Work order
Nothing belongs in the answer except the lines of the material that include "early".

START Supplied data

PR #1282, opened 2025-09-26
fix: restrict the EIN number length

abhix4:
REF //  https://github.com/antiwork/flexile/issues/911

## Description 

Users were able to type more than 9 digits in the EIN field. Although validation prevented invalid EINs from being saved, this created a poor user experience.
- Added input length restriction.

### Before
image

### After

Not able to type more
image

#### AI Disclosure:-


romitg2:
@abhix4 I already have PR #1163 for this

PR #1295, opened 2025-09-28
fix: simplify slider interaction for equity percentage selection in one-off-payments

VarunArora14:
Ref: https://github.com/antiwork/flexile/issues/1132

fixes flaky test: https://github.com/antiwork/flexile/actions/runs/18074387433/job/51428747827

The E2E test "with an allowed equity percentage range" was flaky and failing intermittently. The test was expecting exact equity percentage values of 25-75% but was getting slightly different values (26-74%) due to imprecise mouse drag interactions with the range slider

Replaced unreliable mouse drag interactions with precise keyboard navigation for setting slider values

Verify test using: `pnpm test:e2e --grep "with an allowed equity percentage range"`

image

AI discloure:
Github copilot used


VarunArora14:
This is similar resolution like -  https://github.com/antiwork/flexile/pull/1143/

I verified other specs that this is the last implementation of using such code with page mouse movements.

@slavingia  please review this

PR #1300, opened 2025-09-28
fix: improve user display in roles page with better layout

Muhammad-Sheik-Nauman:
Part of #911

### Description
---
Fixed text overflow on smaller and medium screens by allowing names to wrap or truncate properly, improving readability and layout consistency.

### Before
---
before

### After
---
after

### AI Disclosure
---
No AI usage.


slavingia:
No, sorry

PR #1333, opened 2025-09-30
fix(failing tests): One-off payments › invoice list visibility

sm17p:
### Ref
- #1132 

### What's Happening?

The current custom table matcher has multiple failure points 

1.  Stuck asserting against stale skeleton loader

https://github.com/user-attachments/assets/278c9d0d-65c8-49a2-93af-7374b5c299d1

2. No row found to assert against

Screenshot 2025-09-30 at 3 07 27 PM

### The fix
1. Address the techdebt marker by removing `matchers.ts` in favour of ~~web first assertions~~ custom `getByTableRow` locator and `tableRow` selector engine
2. ~~Add 'role' attribute to `table` components which enables locating them in a stable fashion~~ Add scope `col` for `TableHead` component which makes it selectable via getByRole("columnheader") - https://github.com/antiwork/flexile/pull/1333#pullrequestreview-3290789241

### Test Addressed - [Link to failed run from main](https://github.com/antiwork/flexile/actions/runs/18118644153/job/51559439204)

1. `e2e/tests/company/invoices/one-off-payments.spec.ts:293:5 › One-off payments › invoice list visibility › does not show one-off payments in the admin invoice list while they're not accepted by the payee` 
2. `tests/company/invoices/one-off-payments.spec.ts > One-off payments › invoice list visibility › shows 'Pay again' button for failed payments` 

### Specs Passing Local

one-off-payments-specs-passing

### Specs Passing in CI
1. Run 1 - https://github.com/antiwork/flexile/actions/runs/18124108413/job/51575259636
2. Run 2 - https://github.com/antiwork/flexile/actions/runs/18125228683/job/51578824522

### AI Usage
- Claude for adding aria roles


e2e/helpers/matchers.ts
```diff
@@ -1,33 +0,0 @@
...
-
-    if (matchesAll) {
-      return row;
-    }
-  }
-
-  return null;
-};
-
-// TODO (techdebt) clean this up
```
sm17p, line 28: Cleaned this up in favour of web first assertion, seemed more reasonable than fixing this

e2e/tests/company/invoices/one-off-payments.spec.ts
```diff
@@ -314,12 +313,14 @@ test.describe("One-off payments", () => {
...
 
-      const invoiceRow = await findRequiredTableRow(page, {
-        "Invoice ID": "O-0001",
-        Amount: "$123.45",
-      });
+      await page
+        .getByRole("row")
+        .nth(1)
+        .filter({ has: page.getByRole("cell", { name: "O-0001" }) })
+        .filter({ has: page.getByRole("cell", { name: "$123.45" }) })
```
sm17p, line 320: This chaining works because Playwright's `Locator` methods return new `Locator` instances that can be further refined. It can be chained to filter multiple times.

frontend/components/ui/table.tsx
```diff
@@ -42,6 +51,7 @@ function TableRow({ className, ...props }: React.ComponentProps<"tr">) {
         className,
       )}
       {...props}
+      role="row"
```
sm17p, line 54: Adding aria roles to encourage usage of `page
        .getByRole("row")` assertions. 

Two advantages of this over css selectors

1. Role-based selectors encourage writing tests that focus on what elements do rather than how they are implemented
2. These are most of the time resilient to changes in the DOM unless there's a major re-write

sm17p: > The reason we use tbody tr is to exclude header rows - they could also be written as locator("tbody").getByRole("row"), but the former is simpler

Makes sense. How do you feel about `page.getByRole("row").nth(1)`? I used it cause I find it more intuitive

e2e/helpers/matchers.ts
```diff
@@ -1,33 +1,31 @@
...
+    if (trimmedText) {
+      map[trimmedText] = index;
     }
-  }
+    return map;
+  }, {});
 
-  return null;
-};
+  const columnIndexes = Object.keys(columnValues).reduce<Record<string, number>>((result, label) => {
```
sm17p, line 17: Maps user provided columns to column number

e2e/helpers/matchers.ts
```diff
@@ -1,33 +1,31 @@
...
+    const index = allHeaderTextToIndex[label];
+    assert(index !== undefined, `Could not find column header "${label}" in table.`);
```
sm17p, line 19: fails early when header cell is not present

fails early when header cell is not present

MayaRainer (commented):
@sm17p _a Looks like that's a Playwright bug where `th[scope]` doesn't default to `col` - see [here](https://stackoverflow.com/questions/77944459/why-does-playwright-think-the-aria-role-for-a-th-tag-is-cell). We can set `scope="col"` on `th` which should fix this!

e2e/helpers/matchers.ts
```diff
@@ -0,0 +1,31 @@
+import { expect, type Locator, type Page } from "@playwright/test";
+import { assert } from "@/utils/assert";
+
+export const findTableRow = async (page: Page, columnValues: Record<string, string>): Promise<Locator> => {
```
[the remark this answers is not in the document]
sm17p: Still working on it synchronous is a bit complicated

e2e/helpers/matchers.ts
```diff
@@ -1,31 +1,29 @@
...
-      rows.filter({
-        has: page.locator(`td:nth-child(${(columnIndexes[columnLabel] ?? 0) + 1})`, { hasText: expectedValue }),
-      }),
-    page.locator("tbody tr"),
-  );
+  return Object.entries(columnValues).reduce((rows, [columnLabel, expectedValue]) => {
+    const columnIndex = allHeaderTextToIndex.get(columnLabel);
+    return rows.filter({
+      // eslint-disable-next-line @typescript-eslint/no-non-null-assertion -- await expect(headerRowByColumnNames).toBeVisible(); guarantees this never happen
+      has: page.locator(`td:nth-child(${columnIndex! + 1})`, { hasText: expectedValue }),
```
sm17p, line 26: await expect(headerRowByColumnNames).toBeVisible(); guarantees columnIndex is always present

e2e/index.ts
```diff
@@ -1,16 +1,41 @@
...
+import { createTableRowEngine, serializeColumnValues } from "@test/selectors/tableRowEngine";
 import { test as baseTest } from "next/experimental/testmode/playwright.js";
 import type { CreateEmailOptions } from "resend";
 import { parseHTML } from "zeed-dom";
 import { assertDefined } from "@/utils/assert";
 
 export * from "@playwright/test";
 
+type ExtendedPage = Page & {
+  getByTableRowCustom: (columnValues: Record<string, string | RegExp>) => Locator;
```
sm17p, line 11: Our custom locator, usage

```js
page.getByTableRowCustom({ "Invoice ID": "O-0001", Amount: "$123.45"})
```

e2e/index.ts
```diff
@@ -1,16 +1,41 @@
...
+    async ({ playwright }, use) => {
+      await playwright.selectors.register("tableRow", createTableRowEngine);
+      await use();
+    },
+    { scope: "worker", auto: true },
+  ],
+  page: async ({ page }, use) => {
+    const extendedPage: ExtendedPage = Object.assign(page, {
+      getByTableRowCustom: (columnValues: Record<string, string | RegExp>) =>
+        page.locator(`tableRow=${serializeColumnValues(columnValues)}`),
```
sm17p, line 35: This is how you'd use the extended selector interface. For our use case it's a partial table row entry

```js
 {"Invoice ID": "O-0001", Amount: "$123.45"}
```

e2e/tests/company/equity/investors.spec.ts
```diff
@@ -111,12 +111,13 @@ test.describe("Investors", () => {
 
     await login(page, adminUser, "/equity/investors");
 
-    await expect(page.getByText("Major Investor")).toBeVisible();
-    await expect(page.locator("tbody")).toContainText("15.00%");
-    await expect(page.locator("tbody")).toContainText("300,000");
-
-    await expect(page.getByRole("cell", { name: "Outstanding ownership" })).toBeVisible();
```
sm17p, line 118: `scope="col"` broke this as it would be 'columnheader' now, took the chance to test out the custom locator

e2e/index.ts
```diff
@@ -24,12 +49,6 @@ export const test = baseTest.extend<{
     });
     await use(emails);
   },
-  setup: [
-    async ({}, use) => {
```
sm17p, line 28: I think this fixes an issue which I've seen, I'll tag when I find it

e2e/selectors/tableRowEngine.ts
```diff
@@ -0,0 +1,91 @@
...
+      }, new Map<string, number>());
+
+      const rowsToCheck = targetTable.querySelectorAll("tbody tr");
+      const matchingRows = Array.from(rowsToCheck).filter((tableRow) => {
+        const rowCells = tableRow.querySelectorAll("td");
+        return Object.entries(searchCriteria).every(([columnName, expectedValue]) => {
+          const columnIndex = columnNameToIndexMap.get(columnName);
+          if (columnIndex === undefined) return false;
+
+          const cell = rowCells[columnIndex];
```
sm17p, line 58: Check for the search string in the exact table cell (x,y)

e2e/selectors/tableRowEngine.ts
```diff
@@ -0,0 +1,91 @@
...
+            const compiledRegex = new RegExp(regexPattern, regexFlags);
+            return compiledRegex.test(actualCellValue);
+          }
+          return actualCellValue.includes(expectedValue);
+        });
+      });
+
+      return options.findAll ? matchingRows : (matchingRows[0] ?? null);
+    } catch {
+      return options.findAll ? [] : null;
```
sm17p, line 79: Playwright requires selector engines to not throw

PR #1346, opened 2025-09-30
Fix buttons responsiveness and styles

laugardie:


laugardie:
@slavingia _a can you take a look?

PR #1348, opened 2025-09-30
fix: billing settings test - ensure company data sync when name is null

HiAbhishekh:
Part of https://github.com/antiwork/flexile/issues/1132

AI Disclosure: Used for only for syntax, logic and code review Manually

### Problem
The Playwright test "billing settings gated until company name is set" was failing intermittently in CI (job #51591463961) due to a data synchronization issue between the database and frontend.

### Locally it was falling

Screenshot 2025-09-30 at 8 35 26 PM

### Root Cause :
The test was creating a company with name: null directly using createPreOnboarding()
However, the frontend was not receiving the updated company data immediately
This caused the alert message to either not appear or show incorrect content
The flakiness occurred because the frontend sometimes cached the company data or didn't sync with the database changes

### How Addressed This Issue:
Database Synchronization: Instead of creating a company with null name directly, we create it with a valid name first, then update it to null in the database
Frontend Refresh: Added await page.reload() to force the frontend to fetch the latest company data from the database
Reliable Assertion: The test now consistently finds the alert element because the frontend has the correct company data

### After: Now it is Passing
Screenshot 2025-09-30 at 8 43 06 PM

### Testing: Verified locally that the test now passes consistently!

Fixes: #1132

### DIFF
--- a/e2e/tests/settings/administrator/billing.spec.ts
+++ b/e2e/tests/settings/administrator/billing.spec.ts
@@ -1,31 +1,28 @@
+import { db } from "@test/db";
 import { companiesFactory } from "@test/factories/companies";
+import { companyAdministratorsFactory } from "@test/factories/companyAdministrators";
+import { usersFactory } from "@test/factories/users";
 import { login } from "@test/helpers/auth";
 import { expect, test } from "@test/index";
+import { eq } from "drizzle-orm";
+import { companies } from "@/db/schema";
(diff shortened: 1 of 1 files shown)


HiAbhishekh:
hii @slavingia can you please review this ?

MayaRainer:
Closing this as not the/a correct solution.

END Supplied data

Output for this exercise
sm17p, line 19: fails early when header cell is not present
fails early when header cell is not present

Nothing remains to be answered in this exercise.